午後からは自分たちが伐採したヒノキを加子母の田口製材で製材してもらい、製材品としての枝打ち材について学びました。
最初に田口製材の社長さんから、枝打ち材の単価や購入の難しさ、製材のテクニックについてお話をお聞きしました。写真の左3本は午前中に伐採して持ち込んだヒノキです。左側の少し太い丸太は、特徴的な欠点が出る枝打ち材で、本日のために社長さんが用意して下さったものです。
いよいよ製材です。
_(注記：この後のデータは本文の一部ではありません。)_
PR #214, opened 2019-08-27
problem with tags in the combine layer

squarenabla:
Inputs in combine layer may contain different tags for time_dim => an error is thrown.
Solution - force tags to be equal if they contain 'time' in the description.

### DIFF
--- a/tests/test_TFNetworkLayer.py
+++ b/tests/test_TFNetworkLayer.py
@@ -261,6 +261,66 @@ def test_LinearLayer_batch_feature_major():
     session.run(layer.output.placeholder, feed_dict=feed_dict)
 
 
+def test_CombineLayer_after_WindowLayer_and_SliceLayer():
+  import numpy as np
+  from TFNetwork import TFNetwork, ExternData
+  with make_scope() as session:
+    net = TFNetwork(extern_data=ExternData())
+    src_data = Data(name='t', shape=(None, 32, 128), dtype='float32', auto_create_placeholders=True)
+    window_size = 5
+    slice_size = window_size - 1
+
+    rnd = np.random.RandomState(42)
+    input_data = rnd.rand(10, 11, 32, 128)
+    seq_lens = np.array([11, 11, 11, 11, 11, 11, 11, 11, 11, 11])
+
+    with tf.variable_scope("src"):
+      src = InternalLayer(name="src", network=net, out_type={"dim": 128, "shape": (None, 32, 128),
+        "batch_dim_axis": 0, "time_dim_axis": 1, "feature_dim_axis": 3, "sparse": False})
+      src.output = src_data
+      feed_dict = {src_data.placeholder: input_data,
+        src_data.size_placeholder[0]: seq_lens}
+    with tf.variable_scope("win"):
+      win = WindowLayer(
+        name="win", network=net, window_size=window_size, sources=[src], padding="valid",
+        output=WindowLayer.get_out_data_from_opts(
+          name="win", network=net, window_size=window_size,
+          padding="valid", sources=[src]))
+    with tf.variable_scope("red"):
+      red = ReduceLayer(
+        name="red", network=net, mode="AVG", axes="s:1", keep_dims=False, sources=[win],
+        output=ReduceLayer.get_out_data_from_opts(
+          name="red", network=net, mode="AVG",
+          axes="s:1", keep_dims=False, sources=[win]))
+    with tf.variable_scope("slice"):
+      sl = SliceLayer(
+        name="slice", axis="t", slice_start=slice_size // 2, slice_end=-(slice_size // 2),
+        sources=[src], network=net,
+        output=SliceLayer.get_out_data_from_opts(
+          name="slice", axis="t", slice_start=slice_size // 2,
+          slice_end=-(slice_size // 2), sources=[src], network=net))
+    with tf.variable_scope("combine"):
+      combine = CombineLayer(
+        name="combine", network=net, kind="add", sources=[sl, red],
+        output=CombineLayer.get_out_data_from_opts(
+          name="combine", network=net,
+          kind="add", sources=[sl, red]))
+    tf.global_variables_initializer().run()
+    print("sl:", sl)
+    print("win:", win)
+    print("red:", red)
+    print("combine:", combine)
+    in1, in2 = session.run([
+      combine.sources[0].output.placeholder,
+      combine.sources[1].output.placeholder],
+      feed_dict=feed_dict)
+    assert in1.shape == (10, 7, 32, 128)
+    assert in2.shape == (10, 7, 32, 128)
+
+    res = session.run(combine.output.placeholder, feed_dict=feed_dict)
+    assert res.shape == (10, 7, 32, 128)
+
+
 def test_batch_norm_vars():
   with make_scope() as session:
     n_in, n_out = 2, 3
--- a/tests/test_TFNetworkLayer.py
+++ b/tests/test_TFNetworkLayer.py
@@ -152,6 +152,85 @@ def test_concat_sources_missing_dim():
     session.run(out.output.placeholder)
 
 
+def test_self_att_time_dim_tags():
+  with make_scope() as session:
+    n_in = 127
+    channels = 17
+    n_time = 119
+    n_batch = 11
+    context_size = 15
+    rnd = numpy.random.RandomState(42)
+    querry_dim = 31
+    querry_dim += context_size
+    key_dim = 31
+    value_dim = 43
+    num_heads = 5
+    key_scale = 1.0 / (float(key_dim) ** .5)
+
+    crop_left = (context_size - 1) // 2
+    crop_right = (context_size - 1) - crop_left
+
+    net_dict = {
+      "att_q": {"class": "linear", "activation": None, "with_bias": False, "n_out": querry_dim * num_heads, "from": "data:in0"},
+      "att_k": {"class": "linear", "activation": None, "with_bias": False, "n_out": key_dim * num_heads, "from": "data:in0"},
+      "att_v": {"class": "linear", "activation": None, "with_bias": False, "n_out": value_dim * num_heads, "from": "data:in0"},
+
+      "att_q_split": {"class": "split_dims", "axis": "f", "dims": (num_heads, querry_dim), "from": "att_q"},
+      "att_k_split": {"class": "split_dims", "axis": "f", "dims": (num_heads, key_dim), "from": "att_k"},
+      "att_v_split": {"class": "split_dims", "axis": "f", "dims": (num_heads, value_dim), "from": "att_v"},
+
+      "att_queries_crop": {"class": "slice", "axis": "t", "slice_start": crop_left, "slice_end": -crop_right, "from": "att_q_split"},
+
+      "att_queries_key_part": {"class": "slice", "axis": "f", "slice_start": 0, "slice_end": querry_dim - context_size, "from": "att_queries_crop"},
+      "att_queries_context_part": {"class": "slice", "axis": "f", "slice_start": querry_dim - context_size, "slice_end": querry_dim, "from": "att_queries_crop"},
+
+      "att_key_window": {"class": "window", "window_size": context_size, "padding": "valid", "from": "att_k_split"},
+      "att_energy_dot": {"class": "dot", "red1": "f", "red2": "f", "var1": None, "var2": "s:1", "from": ["att_queries_key_part", "att_key_window"]},
+      "att_energy_scaled": {"class": "eval", "eval": "source(0) * %f" % key_scale, "from": "att_energy_dot"},
+
+      "att_energy_biased": {"class": "combine", "kind": "add", "from": ["att_energy_scaled", "att_queries_context_part"]},
+
+      "att_scales": {"class": "activation", "activation": "softmax", "from": "att_energy_biased"},
+
+      "att_value_window": {"class": "window", "window_size": context_size, "padding": "valid", "from": "att_v_split"},
+      "att_out_dot": {"class": "dot", "red1": "f", "red2": "s:1", "var1": None, "var2": "f", "from": ["att_scales", "att_value_window"]},
+
+      "att_out_combine": {"class": "merge_dims", "axes": ["s:1", "f"], "from": "att_out_dot"},
+      "output": {"class": "copy", "from": ["att_out_combine"]}
+    }
+
+    config = Config({"debug_print_layer_output_template": True})
+    in0 = Data(
+      name="in0", shape=(None, n_in // channels, channels), batch_dim_axis=0, auto_create_placeholders=True)
+    extern_data = ExternData()
+    extern_data.register_data(in0)
+
+    network = TFNetwork(config=config, extern_data=extern_data, train_flag=True)
+    network.construct_from_dict(net_dict)
+
+    in_data = rnd.normal(size=(n_batch, n_time, n_in // channels, channels)).astype("float32")
+    in_seq_len = numpy.empty(n_batch)
+    in_seq_len.fill(n_time)
+
+    feed_dict = {
+      in0.placeholder: in_data,
+      in0.size_placeholder[0]: in_seq_len}
+    fetches = []
+
+    for _, l in network.layers.items():
+      l.output.placeholder = tf.Print(
+        l.output.placeholder, [l.name, "shape:", tf.shape(l.output.placeholder)],
+        summarize=10, name="debug_print_layer_output_shape")
+      fetches.append(l.output.placeholder)
+    output = network.get_default_output_layer().output
+
+    tf.global_variables_initializer().run()
+    out = session.run(fetches=fetches, feed_dict=feed_dict)
+    inp1, inp2 = network.layers["att_energy_dot"].sources[0].output.placeholder, network.layers["att_energy_dot"].sources[1].output.placeholder
+    res = network.layers["att_energy_dot"].output.placeholder
+    inp1, inp2, res = session.run([inp1, inp2, res], feed_dict=feed_dict)
+
+
 def test_LinearLayer_batch_feature_major():
   with make_scope() as session:
     network = TFNetwork(config=Config(), extern_data=ExternData(), train_flag=True)


TFNetworkLayer.py
```diff
@@ -2219,13 +2219,14 @@ class SliceLayer(_ConcatInputLayer):
...
 
-  def __init__(self, axis, slice_start=None, slice_end=None, slice_step=None, **kwargs):
+  def __init__(self, axis, slice_start=None, slice_end=None, slice_step=None, force_old_tag=False, **kwargs):
     """
     :param int|str axis:
     :param str|None axis_kind: "T" for time, "B" for batch, "F" for feature
     :param int|None slice_start:
     :param int|None slice_end:
     :param int|None slice_step:
+    :param bool force_old_tag:
```
albertz: No, please don't do that. It should be more generic. Please remove this.

TFNetworkLayer.py
```diff
@@ -2250,9 +2251,12 @@ def __init__(self, axis, slice_start=None, slice_end=None, slice_step=None, **kw
...
       if not DimensionTag.get_tag_from_size_tensor(self.output.size_placeholder[axis_wo_batch]):
-        tag = DimensionTag(
-          description="slice%i:%s" % (axis_wo_batch, self.get_absolute_name()),
-          kind=DimensionTag.Types.Spatial)
+        if not force_old_tag:
+          tag = DimensionTag(
+            description="slice%i:%s" % (axis_wo_batch, self.get_absolute_name()),
+            kind=DimensionTag.Types.Spatial)
+        else:
+          tag = DimensionTag.get_tag_from_size_tensor(self.input_data.size_placeholder[axis_wo_batch])
```
albertz: Please remove this.

TFUtil.py
```diff
@@ -194,6 +194,8 @@ def is_equal(self, other, ignore_feature_dim=False, allow_same_feature_dim=False
         return True
     if self.description == other.description:
       return True
+    elif "time" in self.description and "time" in other.description:
+      return True
```
albertz: Please remove this.

albertz:
> Inputs in combine layer may contain different tags for time_dim => an error is thrown.

Yes, that's correct, and that's how it should be.

> Solution - force tags to be equal if they contain 'time' in the description.

No. Nothing is needed. If you really want to force that, you could use `ReinterpretDataLayer`.

But I don't think you need to force anything. Why? Can you explain better where in your test case it goes wrong? Which combine layer? What is the error exactly? What different time dim tags do you get there?

squarenabla:
> > Inputs in combine layer may contain different tags for time_dim => an error is thrown.
> 
> Yes, that's correct, and that's how it should be.
> 
> > Solution - force tags to be equal if they contain 'time' in the description.
> 
> No. Nothing is needed. If you really want to force that, you could use `ReinterpretDataLayer`.
> 
> But I don't think you need to force anything. Why? Can you explain better where in your test case it goes wrong? Which combine layer? What is the error exactly? What different time dim tags do you get there?

In case of self attention layer, there're two flows. One is modified with Window layer with padding. As a result time dim is reduced. Another flow is modified with a Slice layer, to match the time dim size. But due to different tags they can't be combined (see "att_energy_biased" layer in the test)

squarenabla:
File "/u/bozheniuk/tensorflow/local/lib/python2.7/site-packages/tensorflow/python/framework/ops.py", line 1983, in __init__
    line: self._c_op = _create_c_op(self._graph, node_def, grouped_inputs,
                                    control_input_ops)
    locals:
      self = <local> !AttributeError: 'Operation' object has no attribute '_c_op'
      self._c_op = <local> !AttributeError: 'Operation' object has no attribute '_c_op'
      _create_c_op = <global> <function _create_c_op at 0x7fc585562aa0>
      self._graph = <local> <tensorflow.python.framework.ops.Graph object at 0x7fc56d598890>
      node_def = <local> name: "att_energy_biased/Add"
                         op: "Add"
                         attr {
                           key: "T"
                           value {
                             type: DT_FLOAT
                           }
                         }

      grouped_inputs = <local> [<tf.Tensor 'att_energy_biased/att_energy_scaled_output_add_spatial_dim:0' shape=(?, ?, 8, 4, 1, 15) dtype=float32>, <tf.Tensor 'att_energy_biased/att_queries_context_part_output_add_spatial_dim:0' shape=(?, 1, ?, 8, 4, 15) dtype=float32>]
      control_input_ops = <local> []
  File "/u/bozheniuk/tensorflow/local/lib/python2.7/site-packages/tensorflow/python/framework/ops.py", line 1822, in _create_c_op
    line: raise ValueError(str(e))
    locals:
      ValueError = <builtin> <type 'exceptions.ValueError'>
      str = <builtin> <type 'str'>
      e = <local> InvalidArgumentError()
     ValueError: Dimensions must be equal, but are 4 and 8 for 'att_energy_biased/Add' (op: 'Add') with input shapes: [?,?,8,4,1,15], [?,1,?,8,4,15].

This is the error, which I have. Different tags in time dim make `get_common_data` create an extra dim of size 1 in both inputs.

albertz:
The error just says that they are not compatible, which is correct. `[?,?,8,4,1,15]` is not compatible to `[?,1,?,8,4,15]`. Probably some `copy_compatible_to` is missing, or there is a bug in `copy_compatible_to` for this case.

But maybe you mean something different anyway. What you describe has nothing to do with the error you posted here. You described something about different time dim tags, but the error is unrelated. Adding a broadcast dim (1) should be not a problem.

> In case of self attention layer, there're two flows. One is modified with Window layer with padding. As a result time dim is reduced. Another flow is modified with a Slice layer, to match the time dim size. But due to different tags they can't be combined (see "att_energy_biased" layer in the test)

Please be much more specific what you mean. Just post the debug output, don't make it so complicated. I don't know what you mean by "flow", or "result time dim is reduced", or "different tags". What is different? Just show it.

squarenabla:
> As a result time dim is reduced
=> time dim is reduced. 

> "flow"
two data flows in the net topology. 

> "different tags"
Tags are not equal because `is_equal` returns `False` for tags with different description.
I don't know, why that should be the problem. I just want to combine two tensors, no matter if their tags are equal or not.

曲がった丸太はどう見るのか? 昔は天然木が多かったから、曲がってアテが出る材が多かったが、最近は造林木ばかりなので曲がった丸太が少なくなったこともお話しされながら、製材してくださいました。
本日、田口光之助さんの山から伐採搬出してきた枝打ち優良材は、製材すると美しく、ボタン材もピンホールも、アテも発生しませんでした。
田口社長さんは、資材端材の利用についても加子母ならではのこと、つまり端材を利用する工場が近隣にあるから、端材がお金になることもお話頂きました。
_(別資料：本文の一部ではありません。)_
PR #215, opened 2019-09-03
Collection of small changes

JackTemaki:
I wrote some small commits that I did not want to push directly into the master branch without review. I thought it is easier to bundle it in a single pull request.

### DIFF
--- a/TFNetwork.py
+++ b/TFNetwork.py
@@ -2071,6 +2071,10 @@ class LossHolder:
         tf.summary.scalar("loss_%s" % name, self._loss_value * self._norm_factor)
         if self._network.get_config().bool("calculate_exp_loss", False):
           tf.summary.scalar("exp_loss_%s" % name, tf.exp(self._loss_value * self._norm_factor))
+        if self._network.get_config().bool("debug_unnormalized_loss_summaries", False):
+          tf.summary.scalar("unnormalized_loss_%s" % name, self._loss_value)
+        if self._network.get_config().bool("debug_objective_loss_summaries", False):
+          tf.summary.scalar("objective_loss_%s" % name, self._loss_value_for_objective)
     if self._error_value is not None:
       if self._error_value.get_shape().ndims == 0:
         tf.summary.scalar("error_%s" % name, self._error_value * self._norm_factor)
@@ -2102,7 +2106,6 @@ class LossHolder:
         "layer %r loss %r return None for loss and error" % (self._layer, self.loss))
     if self._norm_factor is None:
       self._norm_factor = self.loss.get_normalization_factor()
-    self._tf_summary()
     loss_value = self._loss_value
     if loss_value is not None:
       if self._network.get_config().bool("debug_add_check_numerics_on_output", False):
@@ -2120,6 +2123,7 @@ class LossHolder:
     if self.loss.use_normalized_loss and loss_value is not None:
       loss_value *= self._norm_factor
     self._loss_value_for_objective = loss_value
+    self._tf_summary()
     self._is_prepared = True
 
   def copy_new_base(self, name=None, layer=None, network=None, reduce_func=None):
--- a/HDFDataset.py
+++ b/HDFDataset.py
@@ -1149,6 +1149,8 @@ class HDFDatasetWriter:
     print("Data keys:", data_keys, file=log.v3)
     if "orth" in data_keys:  # special workaround for now, not handled
       data_keys.remove("orth")
+    if "raw" in data_keys:
+      data_keys.remove("raw")
     data_target_keys = [key for key in dataset.get_target_list() if key in data_keys]
     data_input_keys = [key for key in data_keys if key not in data_target_keys]
     assert len(data_input_keys) > 0 and len(data_target_keys) > 0
--- a/docs/configuration_reference/debugging.rst
+++ b/docs/configuration_reference/debugging.rst
@@ -7,10 +7,20 @@ Debugging
 debug_add_check_numerics_on_output
     If set to ``True``, should assert for ``inf`` and ``nan``.
 
+debug_grad_summaries
+    If set to ``True``, adds additional information about the gradients to the TensorBoard.
+
 debug_print_layer_output_template
     If set to ``True``, print the layer template information during network construction.
 
 debug_print_layer_output_shape
     If set to ``True``, print the layer shape information while the graph is executed.
+
+debug_objective_loss_summaries
+    If set to ``True``, adds the objective loss values (normalization only when activated, including loss scaling)
+    to the TensorBoard.
+
+debug_unnormalized_loss_summaries
+    If set to ``True``, adds the unnormalized loss values to the TensorBoard
 
 Also see :ref:`debugging`.
--- a/docs/configuration_reference/generation_search.rst
+++ b/docs/configuration_reference/generation_search.rst
@@ -14,6 +14,10 @@ forward_override_hdf_output
     Per default, Returnn will give an error when trying to overwrite an existing output. If this flag is set to true,
     the check is disabled.
 
+output_file
+    When the task is "forward", specifies the output path for the resulting hdf. If not specified,
+    the name will be "dump-fwd-epoch-%i.hdf" % epoch.
+
 search_output_layer
     TODO...
 


TFNetwork.py
```diff
@@ -985,6 +985,9 @@ def inv_reduce_sum(x, name):
           d["cost:%s" % loss_name] = reduce_sum(loss.get_loss_value_for_fetch(), name="cost:%s" % loss_name)
         if loss.get_error_value() is not None:
           d["error:%s" % loss_name] = reduce_sum(loss.get_error_value(), name="error:%s" % loss_name)
+        if config.bool("debug_display_loss_per_layer", False):
+          if loss.get_loss_value_for_objective() is not None:
+            d["loss:%s" % loss_name] = reduce_sum(loss.get_loss_value_for_objective(), name="loss:%s" % loss_name)
```
albertz: The key name is confusing. It's already confusing that we have sort of "cost" == "loss", but this makes it more confusing.
Better name it `"cost_objective:..."` or so.
But anyway, is this really needed? I think adding it via `tf.summary.scalar` is probably better, right?
Note also that the difference is not necessarily that one is normalized and the other is not.

TFEngine.py
```diff
@@ -276,7 +276,8 @@ def _collect_eval_info(self, fetches_results):
     """
     # See see self._get_fetches_dict() for the keys.
     # keys are e.g. "cost:output", "error:output" or "loss".
-    keys = [k for k in fetches_results.keys() if k.startswith("cost:") or k.startswith("error:") or k == "loss"]
+    keys = [k for k in fetches_results.keys() if k.startswith("cost:") or k.startswith("error:") or
+            k.startswith("loss:") or k == "loss"]
```
albertz: The formatting is confusing. `if ...` should be on the same line with all the conditions (all the `or`). If the line becomes too long, make the newline before the `if`.

TFNetworkRecLayer.py
```diff
@@ -4670,10 +4670,13 @@ def _weights_time_axis_to_reduce(cls, weights, base):
     # SoftmaxOverSpatialLayer by default uses time_dim_axis.
     # We also should maybe check that this matches the base time dim axis.
     dyn_axes = weights.get_dynamic_axes()
+
```
albertz: Why this extra empty line?

TFNetworkRecLayer.py
```diff
@@ -4670,10 +4670,13 @@ def _weights_time_axis_to_reduce(cls, weights, base):
...
     # for static time-dim
-    if weights.time_dim_axis not in dyn_axes:
+    if not dyn_axes or weights.time_dim_axis not in dyn_axes:
+      assert weights.time_dim_axis is not None and weights.time_dim_axis is not NotSpecified
       return weights.time_dim_axis
     assert dyn_axes, "no dynamic axes in %r" % weights
+
```
albertz: Why this extra empty line?

TFNetworkRecLayer.py
```diff
@@ -4670,10 +4670,13 @@ def _weights_time_axis_to_reduce(cls, weights, base):
     # SoftmaxOverSpatialLayer by default uses time_dim_axis.
     # We also should maybe check that this matches the base time dim axis.
     dyn_axes = weights.get_dynamic_axes()
+
     # for static time-dim
-    if weights.time_dim_axis not in dyn_axes:
+    if not dyn_axes or weights.time_dim_axis not in dyn_axes:
```
albertz: This change (adding `not dyn_axes`) does not change anything. Why do you change it then? It's confusing now, because `not dyn_axes` is always False if the other condition is False, and if the other condition is True, it does not matter.

TFNetworkRecLayer.py
```diff
@@ -4670,10 +4670,13 @@ def _weights_time_axis_to_reduce(cls, weights, base):
...
+      assert weights.time_dim_axis is not None and weights.time_dim_axis is not NotSpecified
```
albertz: It never can be `NotSpecified`. That check does not make sense.
Also, I don't quite understand how this fixes a problem.

JackTemaki: This seems to be a merge error, as the check for static time axis did not exist when I made the change a long time ago (but never did a commit for it before), so the commit can be removed

albertz: Ok, then remove it, and update the PR.

albertz: And resolve this when done.

TFNetwork.py
JackTemaki: I used this to be able to compare the actual loss of two different objectives and tune my loss scaling accordingly. The "cost" values do not include the loss scaling and seemed to be normalized with respect to the sequence length. I did not see another way to solve my issue.

albertz: This does not address any of my points?

* The key name is confusing. It's already confusing that we have sort of "cost" == "loss", but this makes it more confusing.
Better name it "cost_objective:..." or so.
* Is `tf.summary.scalar` maybe better? (That would have the advantage that the code is much simpler.)
* Note also that the difference is not necessarily that one is normalized and the other is not.

JackTemaki: I refered to "But anyway, is this really needed?". Besides of how to use tf.summary.scalar (the tensorflow page did not help), I understand your points.

albertz: Do you know TensorBoard? See TF documentation about that. Putting stuff on stdout is somewhat limited, and I think for more extra info, TensorBoard (via `tf.summary`) should always be used. That's what we used already a lot (e.g. stuff like gradient norms, or basically anything).

JackTemaki: Yes, I used Tensorboard once but it did not show more than the logs/learning-rate file itself for me, so I never used it again (are there flags for enabling more values?). But if you want it do be added only there it is ok, and I guess the option can be removed. The question is then how to distinguish the losses? "score" (in the learning rates file), "cost" (log) and "loss" (tensorboard) are all the same, so how should I call the actual loss? "objective_loss"? Also, they would be equal when `loss.use_normalized_loss` is `True`, but that should be ok.

albertz: TensorBoard should always show all losses.
See all `tf.summary.scalar` usages.
You will find (among other things) this:
```
tf.summary.scalar("loss_%s" % name, self._loss_value * self._norm_factor)
```
If you have your debug option enabled, you could add this:
```
tf.summary.scalar("loss_unnormalized_%s" % name, self._loss_value)
```

JackTemaki: Yes, I already checked the Tensorboard again, and also the function `_tf_summary` of the `LossHolder`. My question was how you can enable more than the all losses that are already part of the logs. (e.g, the gradient norms you mentioned)

Also unnormalized might be the wrong term, as (if I understand correctly) the actual loss can be normalized. Or do you want to display normalized and un-normalized, and let the user have to know which is used for gradient computation and which is not?

albertz: Just see all usages of `tf.summary.scalar`. E.g. there is `debug_grad_summaries`.
`_loss_value` at that point is not normalized. In any case, the only difference is that you have factor `self._norm_factor` in one case and not in the other case, so I think it is a reasonable name (or `self._loss_value * self._norm_factor` would be wrong then, right?).

JackTemaki: I am just saying that my initial code had a slightly different behaviour. But yes, I can add it as always normalized and un-normalized. I will also add `debug_grad_summaries` to the docs.

JackTemaki:
what do you think about this? I now added two flags, one for unnormalized losses and one for the actual objective loss (including the scaling, and normalized only if activated).

TFNetwork.py
```diff
@@ -2071,6 +2071,10 @@ def _tf_summary(self):
         tf.summary.scalar("loss_%s" % name, self._loss_value * self._norm_factor)
         if self._network.get_config().bool("calculate_exp_loss", False):
           tf.summary.scalar("exp_loss_%s" % name, tf.exp(self._loss_value * self._norm_factor))
+        if self._network.get_config().bool("debug_unnormalized_loss_summaries", False):
+          tf.summary.scalar("unnormalized_loss_%s" % name, self._loss_value)
+        if self._network.get_config().bool("debug_objective_loss_summaries", False):
+          tf.summary.scalar("objective_loss_%s" % name, self._loss_value_for_objective)
```
albertz: Did you test this? Do you actually use this? I think this does not work, as `_loss_value_for_objective` is not set at this point. I would just remove it, if you don't use it. Don't just add random features.
See where `_tf_summary` is called. The logic currently makes sure that `_loss_value` at that point is actually exactly the loss used for the objective. I think this option is confusing.

albertz: Ah, I'm just seeing, you moved the `_tf_summary` call.
But anyway, I'm not really sure why you would need `objective_loss_...`. How is this useful? You either have the information in `loss_...` or `unnormalized_loss_...`.

TFEngine.py
albertz: Please resolve this thread if it is resolved (or outdated).

TFNetworkRecLayer.py
albertz: I guess this is resolved?

TFNetwork.py
JackTemaki: Normalized and unnormalized do not include the loss scaling. I use pretraining to modify the loss scaling over time, and i want to now the actual relation of the losses during the training. And for me it seemed only `_loss_value_for_objective` contains the exact loss for gradient computation in all cases.

albertz: Ah I see, ok.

最後に、田口製材社長さんが私たちのために用意してくださった丸太を製材すると、それは「ピンホール材」でした。これは製材面に、フルーツ楊子の先端がようやく刺さる程度の小さな穴があるのです。
この穴があっても強度的には全く問題ないのですが、この「ピンホール」が発生すると製材品の価格は1/5~1/10に低下します。
これは強度の枝打ちをした材に発生するもので、ハンノキキクイムシの仕業とされます。人間のエゴで、自然の営みというか、生態系を無視して強度の枝打ちをしても、樹木にとっては死活問題であり、それに昆虫類も敏感に反応するのです。
学校内にいては学べない製材のイロハ、製品のイロハ、加子母優良材生産クラブのみなさまのお陰で、現実的な学びをすることができました。
ありがとう御座いました。
以上報告、JIRIこと川尻秀樹でした。